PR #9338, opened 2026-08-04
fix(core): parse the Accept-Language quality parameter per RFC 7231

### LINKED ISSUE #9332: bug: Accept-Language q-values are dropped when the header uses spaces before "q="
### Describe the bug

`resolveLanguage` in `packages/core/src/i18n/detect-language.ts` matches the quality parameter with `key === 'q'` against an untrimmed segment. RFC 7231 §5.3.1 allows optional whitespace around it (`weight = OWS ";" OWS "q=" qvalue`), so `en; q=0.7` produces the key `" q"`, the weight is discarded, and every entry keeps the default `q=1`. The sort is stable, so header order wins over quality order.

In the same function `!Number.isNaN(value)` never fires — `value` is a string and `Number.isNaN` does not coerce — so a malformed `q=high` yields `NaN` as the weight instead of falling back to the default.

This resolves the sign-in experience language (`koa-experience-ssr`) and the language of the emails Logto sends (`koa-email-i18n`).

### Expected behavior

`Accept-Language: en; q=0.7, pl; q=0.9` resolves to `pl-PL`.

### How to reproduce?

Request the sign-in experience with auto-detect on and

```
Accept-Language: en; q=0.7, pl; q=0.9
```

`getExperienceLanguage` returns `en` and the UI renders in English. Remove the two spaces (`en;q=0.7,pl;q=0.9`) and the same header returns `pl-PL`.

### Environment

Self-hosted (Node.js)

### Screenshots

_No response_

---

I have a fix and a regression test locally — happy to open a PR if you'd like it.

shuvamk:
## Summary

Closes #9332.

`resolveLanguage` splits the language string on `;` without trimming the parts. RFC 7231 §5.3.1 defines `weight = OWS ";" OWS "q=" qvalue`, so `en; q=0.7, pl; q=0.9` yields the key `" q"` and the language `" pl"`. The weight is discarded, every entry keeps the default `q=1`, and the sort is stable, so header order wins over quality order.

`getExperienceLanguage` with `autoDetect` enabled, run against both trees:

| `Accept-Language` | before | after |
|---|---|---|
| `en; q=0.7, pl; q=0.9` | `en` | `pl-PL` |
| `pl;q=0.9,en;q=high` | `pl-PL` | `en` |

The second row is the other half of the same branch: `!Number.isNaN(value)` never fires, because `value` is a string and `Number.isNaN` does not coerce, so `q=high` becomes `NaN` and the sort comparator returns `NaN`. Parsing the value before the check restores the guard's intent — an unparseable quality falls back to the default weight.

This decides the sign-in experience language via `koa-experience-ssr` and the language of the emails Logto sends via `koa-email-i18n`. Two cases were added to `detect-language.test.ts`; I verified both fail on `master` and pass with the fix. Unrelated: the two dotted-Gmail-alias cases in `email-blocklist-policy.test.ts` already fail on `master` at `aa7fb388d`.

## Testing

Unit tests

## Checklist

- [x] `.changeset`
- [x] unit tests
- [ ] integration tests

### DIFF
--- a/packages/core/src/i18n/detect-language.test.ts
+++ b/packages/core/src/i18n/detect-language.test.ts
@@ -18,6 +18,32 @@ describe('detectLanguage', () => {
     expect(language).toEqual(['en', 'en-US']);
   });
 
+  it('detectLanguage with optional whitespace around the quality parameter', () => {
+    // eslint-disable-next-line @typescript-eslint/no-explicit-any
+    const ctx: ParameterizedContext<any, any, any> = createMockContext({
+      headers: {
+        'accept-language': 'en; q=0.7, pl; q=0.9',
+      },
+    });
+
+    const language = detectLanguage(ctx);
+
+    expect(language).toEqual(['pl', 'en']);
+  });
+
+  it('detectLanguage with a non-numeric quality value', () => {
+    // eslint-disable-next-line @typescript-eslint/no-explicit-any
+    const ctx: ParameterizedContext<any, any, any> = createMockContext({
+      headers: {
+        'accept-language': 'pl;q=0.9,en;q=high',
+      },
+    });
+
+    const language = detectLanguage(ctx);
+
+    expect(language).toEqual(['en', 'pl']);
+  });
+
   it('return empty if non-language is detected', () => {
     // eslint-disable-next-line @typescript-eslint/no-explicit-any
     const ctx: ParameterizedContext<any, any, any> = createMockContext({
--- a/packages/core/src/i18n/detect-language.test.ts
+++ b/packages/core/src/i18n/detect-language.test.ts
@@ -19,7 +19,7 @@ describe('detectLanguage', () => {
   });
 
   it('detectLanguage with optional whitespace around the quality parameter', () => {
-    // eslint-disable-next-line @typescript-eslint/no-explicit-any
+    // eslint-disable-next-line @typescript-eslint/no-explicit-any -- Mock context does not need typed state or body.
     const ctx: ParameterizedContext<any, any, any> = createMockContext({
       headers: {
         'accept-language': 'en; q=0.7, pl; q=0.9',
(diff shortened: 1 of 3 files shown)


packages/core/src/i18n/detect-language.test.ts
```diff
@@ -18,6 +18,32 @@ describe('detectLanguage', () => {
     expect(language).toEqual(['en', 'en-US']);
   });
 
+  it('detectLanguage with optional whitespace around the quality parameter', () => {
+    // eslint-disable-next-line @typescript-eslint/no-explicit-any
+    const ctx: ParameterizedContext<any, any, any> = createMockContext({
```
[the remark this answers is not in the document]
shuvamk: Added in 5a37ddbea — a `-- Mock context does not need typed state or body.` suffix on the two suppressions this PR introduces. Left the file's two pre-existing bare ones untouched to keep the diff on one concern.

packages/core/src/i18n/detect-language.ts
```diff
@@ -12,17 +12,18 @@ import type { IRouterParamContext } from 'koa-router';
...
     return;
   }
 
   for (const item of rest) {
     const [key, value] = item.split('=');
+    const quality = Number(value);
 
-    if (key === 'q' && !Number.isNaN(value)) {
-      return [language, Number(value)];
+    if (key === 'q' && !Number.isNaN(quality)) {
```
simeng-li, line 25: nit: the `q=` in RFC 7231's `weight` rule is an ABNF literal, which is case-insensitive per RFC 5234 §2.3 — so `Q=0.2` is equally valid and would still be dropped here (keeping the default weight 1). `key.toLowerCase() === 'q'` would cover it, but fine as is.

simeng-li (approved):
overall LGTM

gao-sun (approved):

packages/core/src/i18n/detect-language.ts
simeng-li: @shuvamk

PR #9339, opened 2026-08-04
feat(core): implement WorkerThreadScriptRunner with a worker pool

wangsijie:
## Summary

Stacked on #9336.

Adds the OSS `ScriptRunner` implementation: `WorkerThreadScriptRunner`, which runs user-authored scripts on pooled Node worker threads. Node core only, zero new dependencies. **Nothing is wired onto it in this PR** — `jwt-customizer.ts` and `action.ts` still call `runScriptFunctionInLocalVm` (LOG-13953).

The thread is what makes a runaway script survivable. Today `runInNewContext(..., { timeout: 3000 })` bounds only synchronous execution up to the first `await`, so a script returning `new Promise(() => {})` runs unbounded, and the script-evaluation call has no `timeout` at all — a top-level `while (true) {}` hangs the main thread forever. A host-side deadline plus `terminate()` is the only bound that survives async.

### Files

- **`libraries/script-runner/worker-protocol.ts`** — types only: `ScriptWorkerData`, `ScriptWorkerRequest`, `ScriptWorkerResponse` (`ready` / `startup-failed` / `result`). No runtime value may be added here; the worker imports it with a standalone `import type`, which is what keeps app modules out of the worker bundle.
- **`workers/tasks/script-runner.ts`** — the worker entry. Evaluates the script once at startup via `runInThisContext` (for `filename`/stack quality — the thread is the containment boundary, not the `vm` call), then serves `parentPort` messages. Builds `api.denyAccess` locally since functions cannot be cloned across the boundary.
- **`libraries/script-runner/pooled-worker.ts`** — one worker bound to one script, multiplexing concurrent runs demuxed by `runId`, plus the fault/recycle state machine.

**Your instructions**
Write down all of the listing exactly.

**Output for this exercise**
PR #9338, opened 2026-08-04
fix(core): parse the Accept-Language quality parameter per RFC 7231

### LINKED ISSUE #9332: bug: Accept-Language q-values are dropped when the header uses spaces before "q="
### Describe the bug

`resolveLanguage` in `packages/core/src/i18n/detect-language.ts` matches the quality parameter with `key === 'q'` against an untrimmed segment. RFC 7231 §5.3.1 allows optional whitespace around it (`weight = OWS ";" OWS "q=" qvalue`), so `en; q=0.7` produces the key `" q"`, the weight is discarded, and every entry keeps the default `q=1`. The sort is stable, so header order wins over quality order.

In the same function `!Number.isNaN(value)` never fires — `value` is a string and `Number.isNaN` does not coerce — so a malformed `q=high` yields `NaN` as the weight instead of falling back to the default.

This resolves the sign-in experience language (`koa-experience-ssr`) and the language of the emails Logto sends (`koa-email-i18n`).

### Expected behavior

`Accept-Language: en; q=0.7, pl; q=0.9` resolves to `pl-PL`.

### How to reproduce?

Request the sign-in experience with auto-detect on and

```
Accept-Language: en; q=0.7, pl; q=0.9
```

`getExperienceLanguage` returns `en` and the UI renders in English. Remove the two spaces (`en;q=0.7,pl;q=0.9`) and the same header returns `pl-PL`.

### Environment

Self-hosted (Node.js)

### Screenshots

_No response_

---

I have a fix and a regression test locally — happy to open a PR if you'd like it.

shuvamk:
## Summary

Closes #9332.

`resolveLanguage` splits the language string on `;` without trimming the parts. RFC 7231 §5.3.1 defines `weight = OWS ";" OWS "q=" qvalue`, so `en; q=0.7, pl; q=0.9` yields the key `" q"` and the language `" pl"`. The weight is discarded, every entry keeps the default `q=1`, and the sort is stable, so header order wins over quality order.

`getExperienceLanguage` with `autoDetect` enabled, run against both trees:

| `Accept-Language` | before | after |
|---|---|---|
| `en; q=0.7, pl; q=0.9` | `en` | `pl-PL` |
| `pl;q=0.9,en;q=high` | `pl-PL` | `en` |

The second row is the other half of the same branch: `!Number.isNaN(value)` never fires, because `value` is a string and `Number.isNaN` does not coerce, so `q=high` becomes `NaN` and the sort comparator returns `NaN`. Parsing the value before the check restores the guard's intent — an unparseable quality falls back to the default weight.

This decides the sign-in experience language via `koa-experience-ssr` and the language of the emails Logto sends via `koa-email-i18n`. Two cases were added to `detect-language.test.ts`; I verified both fail on `master` and pass with the fix. Unrelated: the two dotted-Gmail-alias cases in `email-blocklist-policy.test.ts` already fail on `master` at `aa7fb388d`.

## Testing

Unit tests

## Checklist

- [x] `.changeset`
- [x] unit tests
- [ ] integration tests

### DIFF
--- a/packages/core/src/i18n/detect-language.test.ts
+++ b/packages/core/src/i18n/detect-language.test.ts
@@ -18,6 +18,32 @@ describe('detectLanguage', () => {
     expect(language).toEqual(['en', 'en-US']);
   });
 
+  it('detectLanguage with optional whitespace around the quality parameter', () => {
+    // eslint-disable-next-line @typescript-eslint/no-explicit-any
+    const ctx: ParameterizedContext<any, any, any> = createMockContext({
+      headers: {
+        'accept-language': 'en; q=0.7, pl; q=0.9',
+      },
+    });
+
+    const language = detectLanguage(ctx);
+
+    expect(language).toEqual(['pl', 'en']);
+  });
+
+  it('detectLanguage with a non-numeric quality value', () => {
+    // eslint-disable-next-line @typescript-eslint/no-explicit-any
+    const ctx: ParameterizedContext<any, any, any> = createMockContext({
+      headers: {
+        'accept-language': 'pl;q=0.9,en;q=high',
+      },
+    });
+
+    const language = detectLanguage(ctx);
+
+    expect(language).toEqual(['en', 'pl']);
+  });
+
   it('return empty if non-language is detected', () => {
     // eslint-disable-next-line @typescript-eslint/no-explicit-any
     const ctx: ParameterizedContext<any, any, any> = createMockContext({
--- a/packages/core/src/i18n/detect-language.test.ts
+++ b/packages/core/src/i18n/detect-language.test.ts
@@ -19,7 +19,7 @@ describe('detectLanguage', () => {
   });
 
   it('detectLanguage with optional whitespace around the quality parameter', () => {
-    // eslint-disable-next-line @typescript-eslint/no-explicit-any
+    // eslint-disable-next-line @typescript-eslint/no-explicit-any -- Mock context does not need typed state or body.
     const ctx: ParameterizedContext<any, any, any> = createMockContext({
       headers: {
         'accept-language': 'en; q=0.7, pl; q=0.9',
(diff shortened: 1 of 3 files shown)


packages/core/src/i18n/detect-language.test.ts
```diff
@@ -18,6 +18,32 @@ describe('detectLanguage', () => {
     expect(language).toEqual(['en', 'en-US']);
   });
 
+  it('detectLanguage with optional whitespace around the quality parameter', () => {
+    // eslint-disable-next-line @typescript-eslint/no-explicit-any
+    const ctx: ParameterizedContext<any, any, any> = createMockContext({
```
[the remark this answers is not in the document]
shuvamk: Added in 5a37ddbea — a `-- Mock context does not need typed state or body.` suffix on the two suppressions this PR introduces. Left the file's two pre-existing bare ones untouched to keep the diff on one concern.

packages/core/src/i18n/detect-language.ts
```diff
@@ -12,17 +12,18 @@ import type { IRouterParamContext } from 'koa-router';
...
     return;
   }
 
   for (const item of rest) {
     const [key, value] = item.split('=');
+    const quality = Number(value);
 
-    if (key === 'q' && !Number.isNaN(value)) {
-      return [language, Number(value)];
+    if (key === 'q' && !Number.isNaN(quality)) {
```
simeng-li, line 25: nit: the `q=` in RFC 7231's `weight` rule is an ABNF literal, which is case-insensitive per RFC 5234 §2.3 — so `Q=0.2` is equally valid and would still be dropped here (keeping the default weight 1). `key.toLowerCase() === 'q'` would cover it, but fine as is.

simeng-li (approved):
overall LGTM

gao-sun (approved):

packages/core/src/i18n/detect-language.ts
simeng-li: @shuvamk

PR #9339, opened 2026-08-04
feat(core): implement WorkerThreadScriptRunner with a worker pool

wangsijie:
## Summary

Stacked on #9336.

Adds the OSS `ScriptRunner` implementation: `WorkerThreadScriptRunner`, which runs user-authored scripts on pooled Node worker threads. Node core only, zero new dependencies. **Nothing is wired onto it in this PR** — `jwt-customizer.ts` and `action.ts` still call `runScriptFunctionInLocalVm` (LOG-13953).

The thread is what makes a runaway script survivable. Today `runInNewContext(..., { timeout: 3000 })` bounds only synchronous execution up to the first `await`, so a script returning `new Promise(() => {})` runs unbounded, and the script-evaluation call has no `timeout` at all — a top-level `while (true) {}` hangs the main thread forever. A host-side deadline plus `terminate()` is the only bound that survives async.

### Files

- **`libraries/script-runner/worker-protocol.ts`** — types only: `ScriptWorkerData`, `ScriptWorkerRequest`, `ScriptWorkerResponse` (`ready` / `startup-failed` / `result`). No runtime value may be added here; the worker imports it with a standalone `import type`, which is what keeps app modules out of the worker bundle.
- **`workers/tasks/script-runner.ts`** — the worker entry. Evaluates the script once at startup via `runInThisContext` (for `filename`/stack quality — the thread is the containment boundary, not the `vm` call), then serves `parentPort` messages. Builds `api.denyAccess` locally since functions cannot be cloned across the boundary.
- **`libraries/script-runner/pooled-worker.ts`** — one worker bound to one script, multiplexing concurrent runs demuxed by `runId`, plus the fault/recycle state machine.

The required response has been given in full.